*WORK ITEM:* Search the entries below. Return every line that has "only" in it.

*SUPPLIED DATA:*

++++

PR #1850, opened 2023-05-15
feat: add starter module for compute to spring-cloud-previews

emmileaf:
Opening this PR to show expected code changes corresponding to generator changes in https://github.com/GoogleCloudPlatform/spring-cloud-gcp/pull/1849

++++

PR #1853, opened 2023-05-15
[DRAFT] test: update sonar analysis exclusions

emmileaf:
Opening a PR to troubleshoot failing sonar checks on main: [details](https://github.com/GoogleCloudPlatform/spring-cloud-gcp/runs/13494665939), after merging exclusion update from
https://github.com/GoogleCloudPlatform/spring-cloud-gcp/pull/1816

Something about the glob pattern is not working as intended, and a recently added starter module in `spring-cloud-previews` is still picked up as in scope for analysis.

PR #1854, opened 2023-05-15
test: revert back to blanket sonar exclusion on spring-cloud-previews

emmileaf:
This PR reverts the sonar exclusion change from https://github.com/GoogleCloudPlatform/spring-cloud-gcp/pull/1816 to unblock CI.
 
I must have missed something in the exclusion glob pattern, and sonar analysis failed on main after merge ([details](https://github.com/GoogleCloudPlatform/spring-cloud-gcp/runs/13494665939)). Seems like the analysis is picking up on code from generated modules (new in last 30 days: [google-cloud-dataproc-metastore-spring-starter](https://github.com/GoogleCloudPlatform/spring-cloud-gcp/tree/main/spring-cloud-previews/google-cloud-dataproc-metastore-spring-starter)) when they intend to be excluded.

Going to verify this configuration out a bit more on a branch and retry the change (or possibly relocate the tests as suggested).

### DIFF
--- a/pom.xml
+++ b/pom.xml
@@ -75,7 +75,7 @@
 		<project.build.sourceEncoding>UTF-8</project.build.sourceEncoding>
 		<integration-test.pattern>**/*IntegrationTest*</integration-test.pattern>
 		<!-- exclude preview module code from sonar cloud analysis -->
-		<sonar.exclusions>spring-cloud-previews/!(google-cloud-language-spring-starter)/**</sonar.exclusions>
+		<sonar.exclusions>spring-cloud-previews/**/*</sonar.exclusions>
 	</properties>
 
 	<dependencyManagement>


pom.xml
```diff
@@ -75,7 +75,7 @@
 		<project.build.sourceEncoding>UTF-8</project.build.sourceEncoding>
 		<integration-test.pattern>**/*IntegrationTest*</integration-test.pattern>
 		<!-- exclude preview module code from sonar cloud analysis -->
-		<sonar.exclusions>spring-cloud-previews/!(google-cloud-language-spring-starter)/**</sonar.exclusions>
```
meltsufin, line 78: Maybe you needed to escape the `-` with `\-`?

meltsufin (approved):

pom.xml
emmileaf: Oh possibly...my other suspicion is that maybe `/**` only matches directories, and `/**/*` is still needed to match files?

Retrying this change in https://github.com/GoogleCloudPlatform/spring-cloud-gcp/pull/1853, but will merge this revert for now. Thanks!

++++

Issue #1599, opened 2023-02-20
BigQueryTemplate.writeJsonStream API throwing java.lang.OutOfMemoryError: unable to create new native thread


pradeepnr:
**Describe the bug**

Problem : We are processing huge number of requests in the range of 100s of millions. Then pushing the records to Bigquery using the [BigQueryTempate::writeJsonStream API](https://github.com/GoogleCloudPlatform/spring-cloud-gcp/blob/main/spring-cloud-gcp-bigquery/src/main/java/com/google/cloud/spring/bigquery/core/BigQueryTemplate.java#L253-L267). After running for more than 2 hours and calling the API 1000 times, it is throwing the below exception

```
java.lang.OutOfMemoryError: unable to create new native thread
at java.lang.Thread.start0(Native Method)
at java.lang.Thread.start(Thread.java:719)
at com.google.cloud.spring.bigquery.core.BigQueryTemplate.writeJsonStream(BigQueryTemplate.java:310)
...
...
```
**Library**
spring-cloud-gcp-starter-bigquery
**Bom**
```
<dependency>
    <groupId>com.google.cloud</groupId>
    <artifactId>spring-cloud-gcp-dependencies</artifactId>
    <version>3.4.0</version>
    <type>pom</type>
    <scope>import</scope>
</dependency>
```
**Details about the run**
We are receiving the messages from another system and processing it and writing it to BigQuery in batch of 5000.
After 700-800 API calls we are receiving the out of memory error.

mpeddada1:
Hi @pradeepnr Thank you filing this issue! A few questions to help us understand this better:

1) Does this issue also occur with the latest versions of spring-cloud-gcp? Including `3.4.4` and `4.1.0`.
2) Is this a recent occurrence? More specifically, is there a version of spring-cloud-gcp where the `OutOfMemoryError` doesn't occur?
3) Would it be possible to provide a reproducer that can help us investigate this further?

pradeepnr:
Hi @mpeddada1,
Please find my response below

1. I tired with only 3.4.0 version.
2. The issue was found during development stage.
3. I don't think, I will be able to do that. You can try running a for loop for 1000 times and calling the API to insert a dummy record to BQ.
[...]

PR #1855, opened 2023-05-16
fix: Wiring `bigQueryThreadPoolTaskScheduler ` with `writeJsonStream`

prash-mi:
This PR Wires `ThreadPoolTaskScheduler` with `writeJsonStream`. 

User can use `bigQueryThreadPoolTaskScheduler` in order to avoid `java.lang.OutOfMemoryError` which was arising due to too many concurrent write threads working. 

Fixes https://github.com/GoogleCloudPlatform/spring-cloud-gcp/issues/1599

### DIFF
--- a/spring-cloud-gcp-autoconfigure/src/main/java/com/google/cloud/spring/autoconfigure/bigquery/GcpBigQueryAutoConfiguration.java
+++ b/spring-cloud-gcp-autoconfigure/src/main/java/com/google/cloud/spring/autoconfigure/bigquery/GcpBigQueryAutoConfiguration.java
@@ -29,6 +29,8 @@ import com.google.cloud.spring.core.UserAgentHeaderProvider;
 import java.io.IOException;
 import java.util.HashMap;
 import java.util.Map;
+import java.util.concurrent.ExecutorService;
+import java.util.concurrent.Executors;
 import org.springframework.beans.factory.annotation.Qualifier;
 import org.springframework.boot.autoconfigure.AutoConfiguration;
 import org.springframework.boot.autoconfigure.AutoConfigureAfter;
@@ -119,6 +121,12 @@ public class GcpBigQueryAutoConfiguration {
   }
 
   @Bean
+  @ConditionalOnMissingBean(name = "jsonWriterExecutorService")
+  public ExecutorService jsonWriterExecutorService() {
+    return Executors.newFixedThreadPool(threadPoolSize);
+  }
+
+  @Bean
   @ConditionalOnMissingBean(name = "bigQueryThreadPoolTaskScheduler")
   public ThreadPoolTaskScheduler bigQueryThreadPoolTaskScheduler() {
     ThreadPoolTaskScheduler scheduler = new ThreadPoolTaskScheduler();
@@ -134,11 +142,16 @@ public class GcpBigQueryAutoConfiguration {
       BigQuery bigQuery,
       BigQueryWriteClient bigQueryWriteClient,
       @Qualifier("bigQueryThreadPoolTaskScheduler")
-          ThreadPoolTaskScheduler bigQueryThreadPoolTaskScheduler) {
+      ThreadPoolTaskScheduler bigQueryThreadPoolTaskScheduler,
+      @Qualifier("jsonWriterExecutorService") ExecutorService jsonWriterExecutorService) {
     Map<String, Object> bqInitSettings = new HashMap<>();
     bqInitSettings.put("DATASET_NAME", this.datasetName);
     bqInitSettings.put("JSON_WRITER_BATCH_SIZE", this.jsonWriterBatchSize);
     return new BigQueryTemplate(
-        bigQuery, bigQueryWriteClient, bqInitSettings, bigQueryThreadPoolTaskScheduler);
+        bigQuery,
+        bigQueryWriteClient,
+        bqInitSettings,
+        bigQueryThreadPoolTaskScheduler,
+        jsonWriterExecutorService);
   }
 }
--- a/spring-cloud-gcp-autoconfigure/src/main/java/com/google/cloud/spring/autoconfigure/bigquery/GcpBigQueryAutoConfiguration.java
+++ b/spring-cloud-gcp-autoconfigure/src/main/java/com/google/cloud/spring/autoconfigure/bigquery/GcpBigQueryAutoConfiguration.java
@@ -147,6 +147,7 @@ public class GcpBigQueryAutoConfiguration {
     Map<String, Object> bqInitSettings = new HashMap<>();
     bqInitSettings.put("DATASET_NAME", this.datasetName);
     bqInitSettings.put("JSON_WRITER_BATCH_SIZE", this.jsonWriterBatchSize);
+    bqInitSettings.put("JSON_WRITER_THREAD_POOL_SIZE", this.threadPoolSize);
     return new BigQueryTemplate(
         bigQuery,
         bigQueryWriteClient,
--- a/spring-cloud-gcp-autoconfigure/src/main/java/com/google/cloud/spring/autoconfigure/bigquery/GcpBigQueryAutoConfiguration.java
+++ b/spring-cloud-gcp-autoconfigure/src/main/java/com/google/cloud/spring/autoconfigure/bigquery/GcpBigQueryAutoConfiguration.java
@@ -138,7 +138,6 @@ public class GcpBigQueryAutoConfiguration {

++++

*WRITTEN RESPONSE:*
emmileaf: Oh possibly...my other suspicion is that maybe `/**` only matches directories, and `/**/*` is still needed to match files?
1. I tired with only 3.4.0 version.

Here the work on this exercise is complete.